• _Given entries_:
☆ ☆ ☆ ☆
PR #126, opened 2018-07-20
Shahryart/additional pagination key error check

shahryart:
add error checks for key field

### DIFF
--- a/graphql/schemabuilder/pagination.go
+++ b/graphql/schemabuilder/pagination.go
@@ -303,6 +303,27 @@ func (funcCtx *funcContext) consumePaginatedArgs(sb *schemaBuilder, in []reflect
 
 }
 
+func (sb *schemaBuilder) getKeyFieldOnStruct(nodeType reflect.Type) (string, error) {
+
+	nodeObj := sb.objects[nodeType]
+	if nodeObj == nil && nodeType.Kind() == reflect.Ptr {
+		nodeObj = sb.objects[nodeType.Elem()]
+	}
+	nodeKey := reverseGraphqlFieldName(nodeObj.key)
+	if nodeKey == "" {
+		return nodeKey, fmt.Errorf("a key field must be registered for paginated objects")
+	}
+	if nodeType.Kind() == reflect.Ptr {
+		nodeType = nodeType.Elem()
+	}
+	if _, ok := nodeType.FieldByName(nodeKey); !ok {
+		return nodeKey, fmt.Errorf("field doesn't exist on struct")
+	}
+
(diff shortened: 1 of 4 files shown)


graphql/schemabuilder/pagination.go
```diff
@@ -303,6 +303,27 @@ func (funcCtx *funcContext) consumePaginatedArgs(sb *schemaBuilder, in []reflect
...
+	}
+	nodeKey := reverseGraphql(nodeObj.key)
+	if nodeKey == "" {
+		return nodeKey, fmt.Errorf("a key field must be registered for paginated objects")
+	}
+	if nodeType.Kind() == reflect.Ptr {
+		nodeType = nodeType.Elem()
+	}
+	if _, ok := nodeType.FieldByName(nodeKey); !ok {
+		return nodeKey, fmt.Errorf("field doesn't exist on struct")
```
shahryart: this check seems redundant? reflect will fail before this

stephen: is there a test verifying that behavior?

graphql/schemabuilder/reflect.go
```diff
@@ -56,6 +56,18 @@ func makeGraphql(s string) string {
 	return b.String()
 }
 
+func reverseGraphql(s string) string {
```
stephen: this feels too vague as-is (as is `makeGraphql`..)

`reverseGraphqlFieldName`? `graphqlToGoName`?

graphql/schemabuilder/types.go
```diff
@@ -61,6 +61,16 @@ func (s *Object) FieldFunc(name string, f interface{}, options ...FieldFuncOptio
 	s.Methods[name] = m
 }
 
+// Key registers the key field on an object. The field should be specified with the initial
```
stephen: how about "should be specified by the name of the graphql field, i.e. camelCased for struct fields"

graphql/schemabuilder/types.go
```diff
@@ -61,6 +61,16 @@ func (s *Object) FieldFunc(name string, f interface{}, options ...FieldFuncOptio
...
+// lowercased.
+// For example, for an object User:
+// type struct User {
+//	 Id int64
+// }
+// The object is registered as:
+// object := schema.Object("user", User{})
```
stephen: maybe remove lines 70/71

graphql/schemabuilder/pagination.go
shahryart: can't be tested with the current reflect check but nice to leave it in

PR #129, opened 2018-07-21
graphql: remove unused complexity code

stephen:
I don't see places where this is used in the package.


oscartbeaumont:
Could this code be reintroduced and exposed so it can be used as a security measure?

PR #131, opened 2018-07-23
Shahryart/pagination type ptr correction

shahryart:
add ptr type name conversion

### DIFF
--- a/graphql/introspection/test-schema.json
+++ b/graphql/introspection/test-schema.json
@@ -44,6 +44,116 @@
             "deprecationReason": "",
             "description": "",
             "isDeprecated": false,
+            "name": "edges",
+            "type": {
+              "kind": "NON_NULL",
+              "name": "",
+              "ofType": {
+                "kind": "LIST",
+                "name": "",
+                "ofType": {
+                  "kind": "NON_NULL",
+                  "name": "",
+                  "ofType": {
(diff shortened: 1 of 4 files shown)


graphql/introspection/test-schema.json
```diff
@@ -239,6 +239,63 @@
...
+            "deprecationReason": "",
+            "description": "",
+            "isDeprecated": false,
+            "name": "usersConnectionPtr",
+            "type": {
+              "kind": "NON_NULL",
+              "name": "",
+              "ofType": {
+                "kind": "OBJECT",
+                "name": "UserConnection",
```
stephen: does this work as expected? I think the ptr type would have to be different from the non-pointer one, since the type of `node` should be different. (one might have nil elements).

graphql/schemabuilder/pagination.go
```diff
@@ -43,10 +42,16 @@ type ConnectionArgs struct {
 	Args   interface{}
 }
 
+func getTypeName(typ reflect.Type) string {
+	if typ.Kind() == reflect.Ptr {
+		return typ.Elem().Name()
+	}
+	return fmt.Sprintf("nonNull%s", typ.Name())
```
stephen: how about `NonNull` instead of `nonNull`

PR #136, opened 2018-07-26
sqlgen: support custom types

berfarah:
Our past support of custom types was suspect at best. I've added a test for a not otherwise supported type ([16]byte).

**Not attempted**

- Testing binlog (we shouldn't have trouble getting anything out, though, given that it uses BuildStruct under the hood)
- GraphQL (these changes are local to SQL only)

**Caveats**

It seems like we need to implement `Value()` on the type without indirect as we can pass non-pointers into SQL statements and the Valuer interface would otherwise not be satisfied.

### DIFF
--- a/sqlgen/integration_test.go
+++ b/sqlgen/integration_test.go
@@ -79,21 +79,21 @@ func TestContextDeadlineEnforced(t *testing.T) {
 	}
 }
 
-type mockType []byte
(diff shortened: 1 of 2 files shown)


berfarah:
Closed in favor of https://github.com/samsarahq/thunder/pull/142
☆ ☆ ☆ ☆
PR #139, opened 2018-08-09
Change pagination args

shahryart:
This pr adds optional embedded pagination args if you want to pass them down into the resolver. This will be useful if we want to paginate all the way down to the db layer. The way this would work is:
☆ ☆ ☆ ☆
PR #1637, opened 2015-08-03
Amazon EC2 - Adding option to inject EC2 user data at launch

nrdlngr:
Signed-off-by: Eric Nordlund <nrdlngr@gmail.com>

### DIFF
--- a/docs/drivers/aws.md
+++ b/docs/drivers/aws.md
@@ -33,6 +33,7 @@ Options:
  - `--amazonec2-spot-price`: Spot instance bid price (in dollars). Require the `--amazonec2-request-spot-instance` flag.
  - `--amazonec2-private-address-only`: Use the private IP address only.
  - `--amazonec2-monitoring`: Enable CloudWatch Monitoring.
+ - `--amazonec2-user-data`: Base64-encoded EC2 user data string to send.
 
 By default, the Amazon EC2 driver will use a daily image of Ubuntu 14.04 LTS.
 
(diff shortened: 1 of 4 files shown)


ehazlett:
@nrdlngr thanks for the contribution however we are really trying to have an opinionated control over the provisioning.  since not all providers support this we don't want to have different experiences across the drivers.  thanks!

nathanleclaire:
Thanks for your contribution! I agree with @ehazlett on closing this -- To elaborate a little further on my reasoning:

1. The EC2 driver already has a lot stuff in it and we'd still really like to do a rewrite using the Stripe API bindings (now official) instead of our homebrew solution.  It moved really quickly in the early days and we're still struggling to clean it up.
☆ ☆ ☆ ☆
• _What you need to do_: Copy each line of the data above that holds "contribution".

• _Task response_:
@nrdlngr thanks for the contribution however we are really trying to have an opinionated control over the provisioning.  since not all providers support this we don't want to have different experiences across the drivers.  thanks!
Thanks for your contribution! I agree with @ehazlett on closing this -- To elaborate a little further on my reasoning:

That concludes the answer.